MAY 7--After a four-month investigation, London police today cleared Pete Townshend of kiddie porn charges. But the rock star will still spend five years on a U.K. register of sex offenders because the co-founder of The Who visited a web site containing child porn images.

Townshend was nabbed in January on suspicion of possessing indecent images of children, though no such photos were found following a search of his home and computer. At the time of his arrest, Townshend admitted using his credit card to visit a web site offering child porn, but told cops he was just conducting research.

Along with placement on the sex offender registry, the performer had to submit a DNA sample to police and have his fingerprints and mug shot taken.

As part of his "research project," Townshend drafted this six-page treatise on the easy availability of child pornography on the Internet. So easy, in fact, that Townshend, 57, wrote that he accidentally discovered a photo of a two-year-old boy being raped when he typed the words "Russia," "orphanages," and "boys" into a search engine.
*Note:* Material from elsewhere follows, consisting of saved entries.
PR #19934, opened 2025-08-14
fix(protocol): fix finalisation issues

dantaik:


packages/protocol/contracts/layer1/shasta/libs/LibBlobs.sol
```diff
@@ -20,9 +20,9 @@ library LibBlobs {
     /// in this transaction.
     struct BlobReference {
         /// @notice The starting index of the blob.
-        uint48 blobStartIndex;
+        uint8 blobStartIndex;
         /// @notice The number of blobs.
-        uint32 numBlobs;
+        uint8 numBlobs;
```
ggonzalez94, line 25: @dantaik maybe I'm being paranoic here, and the latest numbers are less ambitious than [this](https://x.com/VitalikButerin/status/1895863075527700959) but I think the optimizations we get from using uint8 here(it is just calladata compression once/if we incorporate a custom encoding algorithm) are not worth the risk of this silently starting to fail in the future because blobs have exceeded 256.

What about if we use `uint16`?

ggonzalez94: https://github.com/taikoxyz/taiko-mono/pull/19937

PR #19935, opened 2025-08-14
refactor(protocol): remove coreStateHash

dantaik:
With this change, propose() will have 1 less SSTORE but 1 more SLOAD.


dantaik:
@claude please review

Townshend claimed that he reached for his telephone and "intended to call the police and take them through the process I had stumbled upon--and bring the pornographers involved to [jail]," but that he decided not to contact authorities after discussing the issue with an attorney.
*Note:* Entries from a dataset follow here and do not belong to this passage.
PR #19963, opened 2025-08-17
chore(protocol): optimize pacaya fork to reduce heavy gas usage

ggonzalez94:
## The Problem
The gas cost for proposing grows with the number of blocks, but that growth is **very aggressive**.
Before enabling preconfs when each batch only had 1-2 blocks our cost for proposing was ~200k gas. Now with hundreds of blocks per batch **it can get as bad as 5M gas and an average of ~1.5M gas since we enabled preconfs**. That’s an almost 10x increase.
This is reducing dramatically after Shasta, but we need to do something sooner. Otherwise if gas costs on L1 spike it will become impossible to propose.

## Major contributors to gas cost
- [x] copy return values and memory expansion for the`BatchInfo` struct
- [ ] `BatchProposed` event. Changing this will require a hard fork, so this change is reverted
- [x] abi encoding and decoding of the BatchParams
- [ ] calldata - harder to reduce since it would require more changes in the node
- [ ] `_validateBatchParams`

## Results
The following are the results for a [batch proposal](https://etherscan.io/tx/0x2c65e26d179f301c8d5367e0e80c9f281bc208bdf77fb05677aace4f8b7bf3ee/advanced) with 432 blocks that consumed almost 4M gas

- Initial gas consumption: 3,989,014
   - After removing BatchInfo from the return data: 2,455,434 (`-38.4%`)
   - Not decoding the batch on the `TaikoWrapper`: 2,026,588 (`-17.5%`)
 **Total reduction: `-49.2%`**

If we are willing to remove the `BatchProposed` event we can get another ~900k gas saving, but this will require changes in the node and likely a fork.

## Changes required in the nodes to adopt to this

The current proposal requires no changes to the node, assuming no one was using the return values off-chain or the `proposeBatchWithExpectedLastBlockId`(which I checked was never called and was intended to be used with the `ProverSet`)

## TODO
- [x] fix pipeline since now we have a test that forks from mainnet


dantaik:
These changes may need a hardfork, does it? @davidtaikocha @YoGhurt111

davidtaikocha:
> These changes may need a hardfork, does it? @davidtaikocha @YoGhurt111

`returns` is not part of the function selector, but `BatchInfo` is used in `event BatchProposed`, so these changes are not backwards compatible.

YoGhurt111:
> These changes may need a hardfork, does it? @davidtaikocha @YoGhurt111

We can try to get data from multiple channels on the client to avoid hardfork.
Currently it is not backwards compatible. Need further development.

packages/protocol/contracts/layer1/based/ITaikoInbox.sol
```diff
@@ -65,7 +65,6 @@ interface ITaikoInbox {
     struct BatchInfo {
         bytes32 txsHash;
         // Data to build L2 blocks
-        BlockParams[] blocks;
```
davidtaikocha: > BatchProposed event. It emits all the blocks data that we already have in calldata

IMO another reason that we chose to emit all `BlockParams[] blocks;` data, is because if `proposeBatch` is not being called directly, sometimes it's hard to get its calldata (may require the `trace_log`).

ggonzalez94: @davidtaikocha @dantaik I added this back to the event to avoid a fork. please check it, the current proposal should require zero changes to the node and still achieves almost 50% savings for bigger batches.

> is because if proposeBatch is not being called directly, sometimes it's hard to get its calldata (may require the trace_log)

If we are willing to make this change later, we could retrieve the calldata directly from the external call to the `PreconfRouter` instead

YoGhurt111:
LGTM after fixing the bug.

YoGhurt111 (approved):

packages/protocol/contracts/layer1/based/IProposeBatch.sol
```diff
@@ -12,12 +12,11 @@ interface IProposeBatch {
     /// @param _params ABI-encoded parameters.
     /// @param _txList The transaction list in calldata. If the txList is empty, blob will be used
     /// for data availability.
-    /// @return info_ The info of the proposed batch.
-    /// @return meta_ The mmetadata of the proposed batch.
+    /// @return meta_ The metadata of the proposed batch.
```
dantaik, line 15: shall we add a new function instead?

packages/protocol/contracts/layer1/based/IProposeBatch.sol
```diff
@@ -12,12 +12,11 @@ interface IProposeBatch {
...
     function proposeBatch(
         bytes calldata _params,
         bytes calldata _txList
     )
         external
-        returns (ITaikoInbox.BatchInfo memory info_, ITaikoInbox.BatchMetadata memory meta_);
+        returns (ITaikoInbox.BatchMetadata memory meta_);
```
dantaik, line 21: Shall we define a new struct to be returned by this function (replacing BatchMetadata) to only include data needed by the caller?

dantaik (changes requested):

dantaik (approved):

packages/protocol/contracts/layer1/based/TaikoInbox.sol
```diff
@@ -125,6 +123,7 @@ abstract contract TaikoInbox is EssentialContract, ITaikoInbox, IProposeBatch, I
                 // this is a normal batch, blobs are created and used in the current batches.
                 // firstBlobIndex can be non-zero.
                 require(params.blobParams.numBlobs != 0, BlobNotSpecified());
+                require(params.blobParams.blobHashes.length == 0, InvalidBlobParams());
```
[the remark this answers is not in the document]
YoGhurt111: @ggonzalez94 We can remove this line, bc we already checked in https://github.com/taikoxyz/taiko-mono/blob/585887c4bd836c53a2f9c1446ee80fc9e4927558/packages/protocol/contracts/layer1/based/TaikoInbox.sol#L122

YoGhurt111:
```suggestion
```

Townshend's paper, which he once posted on his official web site, also notes that the "pathway to 'free' paedophilic imagery is--as it were--laid out like a free line of cocaine at a decadent cocktail party: only the strong willed or terminally uncurious can resist."

In the January 2002 porn treatise, Townshend notes that since 1997 he has been working on "some kind of document" relating to Internet porn, but that he feared being arrested by police who were on a "witch hunt" to catch anyone who visited illicit web pages: "Those vigilantes who research these pathways open themselves up to internet 'snoops.'" (6 pages)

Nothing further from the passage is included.